We might instead term these accounts bespoke bots; quite often such bots are coded, created and credited to an individual creator, and frequently may be distinguished (contra spam bots) by their novelty – in subject matter, behaviour or technique. After Tolstoy: ‘Spammy bots are all alike; every unspammy bot is unspammy in its own way.’ These bespoke Twitter bots may trace a lineage to earlier works of computational media such as Joseph Weizenbaum’s 1960s software psychotherapist ELIZA and her descendants, designed for humans to engage with their software through (typed) conversation.
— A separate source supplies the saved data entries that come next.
PR #576, opened 2023-12-19
chore: use GitHub release API to filter possible tag matches

### LINKED ISSUE #537: Improve the commit finding approach
Instead of looking up tags directly, we can get the releases through the GitHub API and retrieve the tag/commit:
```
https://api.github.com/repos/OWNER/REPO/releases
```
For example part of the response for `https://api.github.com/repos/google/guava/releases` is:
```json
    "tag_name": "v32.1.3",
    "target_commitish": "master",
    "name": "32.1.3",
    "draft": false,
    "prerelease": false,
    "created_at": "2023-10-10T20:34:53Z",
    "published_at": "2023-10-10T22:20:41Z",
```

This way we can prune the unrelated tags and further filter the `draft` and `prerelease` results. This seems to be a better approach or at least a good way to improve precision.

If repository is not using GitHub releases, the API returns an empty list. In this case we can fall back to checking the tags.

Note: by finding the corresponding release tag, we can populate the `release_tag` attribute of the `Repository` object.

benmss:
Closes #537 

The GitHub API is called when finding commits for artefacts to retrieve release information in cases where an analysis target has a corresponding GitHub URL. These results are limited to the first 1000 instances by the API. The information retrieved includes two key properties: release name, and release tag. 

The release tags retrieved via the API call can be used to filter down the list of all tags, thereby eliminating potentially spurious entries before the regular expression matching takes place. If that fails, the release names can instead be used as the list of tags for the same purpose, with the linked tag (in the API information) being returned in the case of a successful match. If that also fails, the behaviour is as it was before this change was added, i.e. all repository tags are used for the matching.

### DIFF
--- a/src/macaron/repo_finder/commit_finder.py
+++ b/src/macaron/repo_finder/commit_finder.py
@@ -12,9 +12,10 @@ from gitdb.exc import BadName
 from packageurl import PackageURL
 from pydriller import Commit, Git
 
+from macaron.config.global_config import global_config
 from macaron.repo_finder import repo_finder_deps_dev
 from macaron.repo_finder.repo_finder import to_domain_from_known_purl_types
-from macaron.slsa_analyzer.git_service import GIT_SERVICES
+from macaron.slsa_analyzer.git_service import GIT_SERVICES, api_client
 
 logger: logging.Logger = logging.getLogger(__name__)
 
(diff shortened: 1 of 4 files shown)


benmss:
This will be reconsidered and possibly included as part of #644 instead.

PR #586, opened 2024-01-03
chore: disregard branch in commit finder

### LINKED ISSUE #585: Commit finder does not succeed when branch is unavailable
In some cases the commit finder retrieves a commit that appears to have no associated branch. During development these cases were designed to fail as a branch was required by Macaron, and providing a default branch instead would not work. Before the commit finder PR was merged, branches were made optional by PR #548, making this development decision outdated and in need of updating.

benmss:
As in some cases the branch for a commit found by the commit finder cannot also be found, and that branches are not needed to pull a commit, this PR removes all attempts at retrieving branch information as part of the commit finding process. This makes the commit finder return only a commit hash/digest.

Closes #585

### DIFF
--- a/src/macaron/repo_finder/commit_finder.py
+++ b/src/macaron/repo_finder/commit_finder.py
@@ -114,7 +114,7 @@ class AbstractPurlType(Enum):
     UNSUPPORTED = (2,)
 
 
-def find_commit(git_obj: Git, purl: PackageURL) -> str:
+def find_commit(git_obj: Git, purl: PackageURL) -> str | None:
     """Try to find the commit matching the passed PURL.
 
     The PURL may be a repository type, e.g. GitHub, in which case the commit might be in its version part.
@@ -130,13 +130,13 @@ def find_commit(git_obj: Git, purl: PackageURL) -> str:
 
     Returns
     -------
-    str
-        The digest, or an empty string if the commit cannot be correctly retrieved.
+    str | None
+        The digest, or None if the commit cannot be correctly retrieved.
     """
     version = purl.version
     if not version:
         logger.debug("Missing version for analysis target: %s", purl.name)
-        return ""
+        return None
 
     repo_type = determine_abstract_purl_type(purl)
     if repo_type == AbstractPurlType.REPOSITORY:
@@ -144,7 +144,7 @@ def find_commit(git_obj: Git, purl: PackageURL) -> str:
     if repo_type == AbstractPurlType.ARTIFACT:
         return find_commit_from_version_and_name(git_obj, purl.name, version)
     logger.debug("Type of PURL is not supported for commit finding: %s", purl.type)
-    return ""
+    return None
 
 
 def determine_abstract_purl_type(purl: PackageURL) -> AbstractPurlType:
@@ -174,7 +174,7 @@ def determine_abstract_purl_type(purl: PackageURL) -> AbstractPurlType:
         return AbstractPurlType.UNSUPPORTED
 
 
-def extract_commit_from_version(git_obj: Git, version: str) -> str:
+def extract_commit_from_version(git_obj: Git, version: str) -> str | None:
     """Try to extract the commit from the PURL's version parameter.
 
     E.g.
@@ -190,8 +190,8 @@ def extract_commit_from_version(git_obj: Git, version: str) -> str:
 
     Returns
     -------
-    str
-        The digest, or an empty string if the commit cannot be correctly retrieved.
+    str | None
+        The digest, or None if the commit cannot be correctly retrieved.
     """
     # A commit hash is 40 characters in length, but commits are often referenced using only some of those.
     commit: Commit | None = None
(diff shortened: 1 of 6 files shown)


behnazh-w:
We should be able to remove the branch and commit hash of the `guava@32.1.2-jre` in the `integration_tests.sh`:
```
$RUN_MACARON analyze -purl pkg:maven/com.google.guava/guava@32.1.2-jre?type=jar --skip-deps || log_fail
```
Can you please change the corresponding test?

tests/repo_finder/test_commit_finder.py
```diff
@@ -151,71 +136,47 @@ def test_commit_finder() -> None:
...
 
     # Create a tag on the commit that has no branch.
-    tag_no_branch = "0.1.2"
-    git_obj.repo.create_tag(tag_no_branch, ref=commit_with_no_branch.hexsha)
-
-    # Tag with no branch.
-    branch, _ = commit_finder.find_commit(git_obj, PackageURL.from_string(f"pkg:maven/apache/maven@{tag_no_branch}"))
-    assert not branch
+    # tag_no_branch = "0.1.2"
+    # git_obj.repo.create_tag(tag_no_branch, ref=commit_with_no_branch.hexsha)
```
nathanwn, line 140: Should we keep these commented lines?

benmss: We should not, good catch.

nathanwn:
The PR title probably needs to be updated, with the issue number at the end and the description a bit more elaborate. Probably something like this, but just my suggestion:
```
chore: do not try to find a branch in commit finder (#585)
```
Otherwise, I think it's LGTM.

nathanwn (approved):

src/macaron/repo_finder/commit_finder.py
```diff
@@ -114,10 +114,10 @@ class AbstractPurlType(Enum):
     UNSUPPORTED = (2,)
 
 
-def find_commit(git_obj: Git, purl: PackageURL) -> tuple[str, str]:
+def find_commit(git_obj: Git, purl: PackageURL) -> str:
```
behnazh-w, line 117: It's better to change the return type to `str | None` and return `None` instead of empty string to catch type errors.

src/macaron/repo_finder/commit_finder.py
```diff
@@ -174,7 +174,7 @@ def determine_abstract_purl_type(purl: PackageURL) -> AbstractPurlType:
         return AbstractPurlType.UNSUPPORTED
 
 
-def extract_commit_from_version(git_obj: Git, version: str) -> tuple[str, str]:
+def extract_commit_from_version(git_obj: Git, version: str) -> str:
```
behnazh-w, line 177: Same comment as above regarding the return type.

src/macaron/repo_finder/commit_finder.py
```diff
@@ -211,17 +211,12 @@ def extract_commit_from_version(git_obj: Git, version: str) -> tuple[str, str]:
...
-        logger.debug("No valid branch found for commit: %s", commit.hash)
-        return "", ""
+        return ""
 
-    return branch_name, commit.hash
+    return str(commit.hash)
 
 
-def find_commit_from_version_and_name(git_obj: Git, name: str, version: str) -> tuple[str, str]:
+def find_commit_from_version_and_name(git_obj: Git, name: str, version: str) -> str:
```
behnazh-w, line 219: Same comment regarding the return type.

src/macaron/repo_finder/commit_finder.py
```diff
@@ -211,17 +211,12 @@ def extract_commit_from_version(git_obj: Git, version: str) -> tuple[str, str]:
...
-        return "", ""
-
-    branch_name = _get_branch_of_commit(commit)
-    if not branch_name:
-        logger.debug("No valid branch found for commit: %s", commit.hash)
-        return "", ""
+        return ""
 
-    return branch_name, commit.hash
+    return str(commit.hash)
```
behnazh-w, line 216: What if `commit.hash` is `None`? Should we check for that?

src/macaron/repo_finder/commit_finder.py
```diff
@@ -276,26 +271,20 @@ def find_commit_from_version_and_name(git_obj: Git, name: str, version: str) ->
...
-        "Found tag %s with commit %s of branch %s for artifact version %s@%s",
+        "Found tag %s with commit %s for artifact version %s@%s",
         tag,
         hexsha,
-        branch_name,
         name,
         version,
     )
-    return branch_name, hexsha
+    return str(hexsha)
```
behnazh-w, line 287: Same comment. Can `hexsha` be `None`?

src/macaron/repo_finder/commit_finder.py
benmss: I don't believe it can be `None`. The `init` method in the class used by `GitPython` for "Blobs, Trees, Commits and Tags" has an `assert` statement that checks the `binsha` is 20 characters in length.

behnazh-w: In that case, I don't think creating a string object from `commit.hash` is necessary.

You can rewrite this line and the if statement above like this:
```suggestion
    return commit.hash if commit else None
```

src/macaron/repo_finder/commit_finder.py
benmss: The above applies here too as the underlying class is the same.

behnazh-w: So, we don't need to create a `str` object, right?

behnazh-w (approved):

These bots enact personality, often attempting or playing at ‘passing’ for human. Other Twitter bots, by their incorporation and implementation of algorithms for the generation of texts, constitute an automated and aleatory form of the ‘constrained writing’ practiced ‘manually’ by the members of such literary groups as OULIPO, notably George Perec and Raymond Queneau. Other bots engage in acts of remediation and remix of existing corpora by reinscribing or recombining sources, often (but not always) explicitly positioning themselves in relation to their source material through markers in their as username and Twitter handle. Yet other bots eschew textual strategies entirely, instead publishing tweets consisting of images (and, less frequently, video and GIFs), often automatically generated or composited.
And some, like @RedScareBot, are just arseholes.